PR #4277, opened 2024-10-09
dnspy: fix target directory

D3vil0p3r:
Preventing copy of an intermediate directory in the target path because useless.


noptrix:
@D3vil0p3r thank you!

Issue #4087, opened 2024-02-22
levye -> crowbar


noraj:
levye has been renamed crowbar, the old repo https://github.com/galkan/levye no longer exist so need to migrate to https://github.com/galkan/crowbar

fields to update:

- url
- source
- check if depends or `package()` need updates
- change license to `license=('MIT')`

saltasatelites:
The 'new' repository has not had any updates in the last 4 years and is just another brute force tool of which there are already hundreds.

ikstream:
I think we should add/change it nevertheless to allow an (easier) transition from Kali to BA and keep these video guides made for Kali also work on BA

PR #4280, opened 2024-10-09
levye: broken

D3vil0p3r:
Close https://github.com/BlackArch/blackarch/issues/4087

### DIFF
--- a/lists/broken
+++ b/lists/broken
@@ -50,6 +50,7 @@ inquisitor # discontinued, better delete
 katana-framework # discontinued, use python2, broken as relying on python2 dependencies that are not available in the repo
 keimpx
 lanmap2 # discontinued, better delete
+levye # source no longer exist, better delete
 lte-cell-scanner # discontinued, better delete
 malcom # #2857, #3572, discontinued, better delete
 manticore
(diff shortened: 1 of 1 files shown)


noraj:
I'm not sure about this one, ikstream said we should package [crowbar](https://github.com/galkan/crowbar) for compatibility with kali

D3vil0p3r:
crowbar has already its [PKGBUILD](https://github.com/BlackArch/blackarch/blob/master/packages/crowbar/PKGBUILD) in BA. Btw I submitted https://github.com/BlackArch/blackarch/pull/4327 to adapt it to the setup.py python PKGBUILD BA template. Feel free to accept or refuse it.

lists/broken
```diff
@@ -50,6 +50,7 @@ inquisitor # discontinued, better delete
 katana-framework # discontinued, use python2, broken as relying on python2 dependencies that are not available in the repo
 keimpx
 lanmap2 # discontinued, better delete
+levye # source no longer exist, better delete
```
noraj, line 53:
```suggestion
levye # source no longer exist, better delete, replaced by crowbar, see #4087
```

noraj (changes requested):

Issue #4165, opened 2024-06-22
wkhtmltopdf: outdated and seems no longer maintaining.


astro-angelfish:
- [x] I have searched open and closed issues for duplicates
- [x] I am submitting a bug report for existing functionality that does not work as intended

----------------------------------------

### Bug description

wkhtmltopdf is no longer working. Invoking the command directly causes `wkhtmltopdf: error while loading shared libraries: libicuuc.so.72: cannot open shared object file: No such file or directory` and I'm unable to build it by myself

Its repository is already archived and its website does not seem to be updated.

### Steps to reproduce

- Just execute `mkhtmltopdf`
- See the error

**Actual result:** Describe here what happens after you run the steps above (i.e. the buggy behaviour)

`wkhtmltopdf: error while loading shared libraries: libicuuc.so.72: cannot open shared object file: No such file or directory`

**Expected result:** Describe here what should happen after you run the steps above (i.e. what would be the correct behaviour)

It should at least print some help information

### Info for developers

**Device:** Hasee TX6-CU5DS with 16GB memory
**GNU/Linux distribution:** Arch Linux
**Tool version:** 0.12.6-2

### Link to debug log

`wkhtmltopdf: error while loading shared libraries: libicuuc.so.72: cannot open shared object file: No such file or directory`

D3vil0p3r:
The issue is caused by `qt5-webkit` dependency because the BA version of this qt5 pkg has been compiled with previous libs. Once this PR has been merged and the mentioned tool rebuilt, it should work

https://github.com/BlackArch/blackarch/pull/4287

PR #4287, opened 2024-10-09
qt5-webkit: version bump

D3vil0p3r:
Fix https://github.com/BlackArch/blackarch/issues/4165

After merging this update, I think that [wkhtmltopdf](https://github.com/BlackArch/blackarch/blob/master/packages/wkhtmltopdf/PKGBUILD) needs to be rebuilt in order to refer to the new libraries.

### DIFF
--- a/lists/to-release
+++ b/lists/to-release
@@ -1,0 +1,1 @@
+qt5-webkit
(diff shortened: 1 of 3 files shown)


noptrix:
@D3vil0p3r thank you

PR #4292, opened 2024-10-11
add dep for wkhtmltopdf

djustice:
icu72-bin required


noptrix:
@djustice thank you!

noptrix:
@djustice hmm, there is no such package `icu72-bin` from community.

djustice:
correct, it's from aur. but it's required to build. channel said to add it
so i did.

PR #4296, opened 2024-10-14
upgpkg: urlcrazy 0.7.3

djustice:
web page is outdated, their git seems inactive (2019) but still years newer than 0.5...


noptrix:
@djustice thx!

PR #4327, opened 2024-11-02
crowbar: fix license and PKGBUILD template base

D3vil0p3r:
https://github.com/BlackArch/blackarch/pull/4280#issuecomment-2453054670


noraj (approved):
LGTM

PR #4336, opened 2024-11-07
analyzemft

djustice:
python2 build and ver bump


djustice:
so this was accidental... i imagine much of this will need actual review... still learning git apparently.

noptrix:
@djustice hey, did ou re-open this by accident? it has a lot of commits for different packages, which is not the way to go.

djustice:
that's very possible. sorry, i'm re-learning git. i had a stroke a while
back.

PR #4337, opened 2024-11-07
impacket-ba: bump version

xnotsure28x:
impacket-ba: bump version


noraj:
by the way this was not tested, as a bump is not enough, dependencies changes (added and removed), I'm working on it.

****************************************

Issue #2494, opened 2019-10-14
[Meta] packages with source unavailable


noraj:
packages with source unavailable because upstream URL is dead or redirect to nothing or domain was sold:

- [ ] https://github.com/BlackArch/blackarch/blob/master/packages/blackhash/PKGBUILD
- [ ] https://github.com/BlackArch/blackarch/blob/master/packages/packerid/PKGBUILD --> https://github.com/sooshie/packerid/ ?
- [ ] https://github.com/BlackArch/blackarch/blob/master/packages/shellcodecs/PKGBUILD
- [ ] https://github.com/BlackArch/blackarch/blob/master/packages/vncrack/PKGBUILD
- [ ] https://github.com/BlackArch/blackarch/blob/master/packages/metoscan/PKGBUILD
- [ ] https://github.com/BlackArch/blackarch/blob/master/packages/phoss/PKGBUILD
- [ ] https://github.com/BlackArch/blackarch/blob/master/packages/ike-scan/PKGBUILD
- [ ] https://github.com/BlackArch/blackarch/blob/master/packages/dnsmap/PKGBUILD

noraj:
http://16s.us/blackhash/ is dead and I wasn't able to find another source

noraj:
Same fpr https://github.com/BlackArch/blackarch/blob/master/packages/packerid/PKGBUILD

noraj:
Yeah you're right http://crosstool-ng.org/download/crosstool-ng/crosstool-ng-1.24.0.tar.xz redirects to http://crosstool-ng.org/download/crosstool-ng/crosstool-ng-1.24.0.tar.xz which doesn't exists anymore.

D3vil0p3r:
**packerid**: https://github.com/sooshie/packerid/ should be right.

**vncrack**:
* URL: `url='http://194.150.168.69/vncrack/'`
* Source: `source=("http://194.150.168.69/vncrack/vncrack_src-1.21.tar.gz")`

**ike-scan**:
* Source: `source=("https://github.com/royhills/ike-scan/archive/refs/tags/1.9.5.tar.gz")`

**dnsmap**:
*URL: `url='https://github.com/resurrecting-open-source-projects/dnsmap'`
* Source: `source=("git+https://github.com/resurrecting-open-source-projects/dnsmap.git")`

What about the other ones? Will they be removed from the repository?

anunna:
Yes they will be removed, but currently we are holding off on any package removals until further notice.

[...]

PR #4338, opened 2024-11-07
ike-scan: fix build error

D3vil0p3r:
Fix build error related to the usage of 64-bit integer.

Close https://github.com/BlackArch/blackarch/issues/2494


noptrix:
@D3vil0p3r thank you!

****************************************

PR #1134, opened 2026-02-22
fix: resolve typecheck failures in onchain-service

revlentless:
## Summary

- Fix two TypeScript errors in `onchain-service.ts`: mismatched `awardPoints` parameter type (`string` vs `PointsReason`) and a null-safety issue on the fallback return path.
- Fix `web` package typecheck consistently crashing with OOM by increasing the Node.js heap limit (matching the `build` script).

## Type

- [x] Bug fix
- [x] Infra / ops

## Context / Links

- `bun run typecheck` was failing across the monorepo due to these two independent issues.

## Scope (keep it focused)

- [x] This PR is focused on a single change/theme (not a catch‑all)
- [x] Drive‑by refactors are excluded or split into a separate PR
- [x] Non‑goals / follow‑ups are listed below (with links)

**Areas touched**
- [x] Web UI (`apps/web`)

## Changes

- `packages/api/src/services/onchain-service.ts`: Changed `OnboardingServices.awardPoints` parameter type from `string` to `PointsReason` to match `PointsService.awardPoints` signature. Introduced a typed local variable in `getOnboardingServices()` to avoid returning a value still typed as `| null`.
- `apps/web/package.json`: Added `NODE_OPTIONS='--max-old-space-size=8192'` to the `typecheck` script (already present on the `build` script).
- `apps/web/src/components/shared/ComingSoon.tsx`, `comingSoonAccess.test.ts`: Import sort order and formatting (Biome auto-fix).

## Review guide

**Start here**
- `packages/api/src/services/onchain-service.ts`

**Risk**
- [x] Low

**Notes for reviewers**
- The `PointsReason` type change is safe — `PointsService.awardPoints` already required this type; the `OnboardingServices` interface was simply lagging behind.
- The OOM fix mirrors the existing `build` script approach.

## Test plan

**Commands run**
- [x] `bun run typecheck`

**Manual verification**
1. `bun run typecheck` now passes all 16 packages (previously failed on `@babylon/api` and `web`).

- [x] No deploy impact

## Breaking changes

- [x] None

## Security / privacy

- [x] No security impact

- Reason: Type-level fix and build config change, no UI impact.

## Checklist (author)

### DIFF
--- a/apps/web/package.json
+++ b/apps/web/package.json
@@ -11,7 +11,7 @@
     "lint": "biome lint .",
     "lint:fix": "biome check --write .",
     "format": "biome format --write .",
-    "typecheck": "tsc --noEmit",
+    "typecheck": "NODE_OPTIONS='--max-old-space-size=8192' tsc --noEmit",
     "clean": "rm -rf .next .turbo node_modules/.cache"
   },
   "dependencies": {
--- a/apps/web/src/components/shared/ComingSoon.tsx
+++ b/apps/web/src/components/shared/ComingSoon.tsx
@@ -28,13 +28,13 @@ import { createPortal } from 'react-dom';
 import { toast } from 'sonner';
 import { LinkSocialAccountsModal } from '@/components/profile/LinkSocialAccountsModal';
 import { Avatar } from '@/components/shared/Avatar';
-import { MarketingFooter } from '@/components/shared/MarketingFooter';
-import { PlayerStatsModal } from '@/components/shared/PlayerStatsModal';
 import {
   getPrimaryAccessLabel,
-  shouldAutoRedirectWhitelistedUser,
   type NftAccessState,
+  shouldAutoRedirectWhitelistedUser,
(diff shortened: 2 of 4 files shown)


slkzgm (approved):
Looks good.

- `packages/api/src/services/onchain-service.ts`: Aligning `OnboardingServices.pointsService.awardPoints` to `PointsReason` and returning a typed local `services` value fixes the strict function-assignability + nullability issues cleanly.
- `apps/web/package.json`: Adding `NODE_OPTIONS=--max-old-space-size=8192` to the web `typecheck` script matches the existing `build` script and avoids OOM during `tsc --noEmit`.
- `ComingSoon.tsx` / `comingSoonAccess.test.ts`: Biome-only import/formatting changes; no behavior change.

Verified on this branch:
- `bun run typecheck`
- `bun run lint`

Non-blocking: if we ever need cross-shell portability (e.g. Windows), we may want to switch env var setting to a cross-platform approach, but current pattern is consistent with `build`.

****************************************

- TRY IT: Could you restate, word for word, the lines above from the one with "the way to go." to the one with "by the way this", both included?

- RESPONSE TO THIS TASK:
@djustice hey, did ou re-open this by accident? it has a lot of commits for different packages, which is not the way to go.

djustice:
that's very possible. sorry, i'm re-learning git. i had a stroke a while
back.

PR #4337, opened 2024-11-07
impacket-ba: bump version

xnotsure28x:
impacket-ba: bump version


noraj:
by the way this was not tested, as a bump is not enough, dependencies changes (added and removed), I'm working on it.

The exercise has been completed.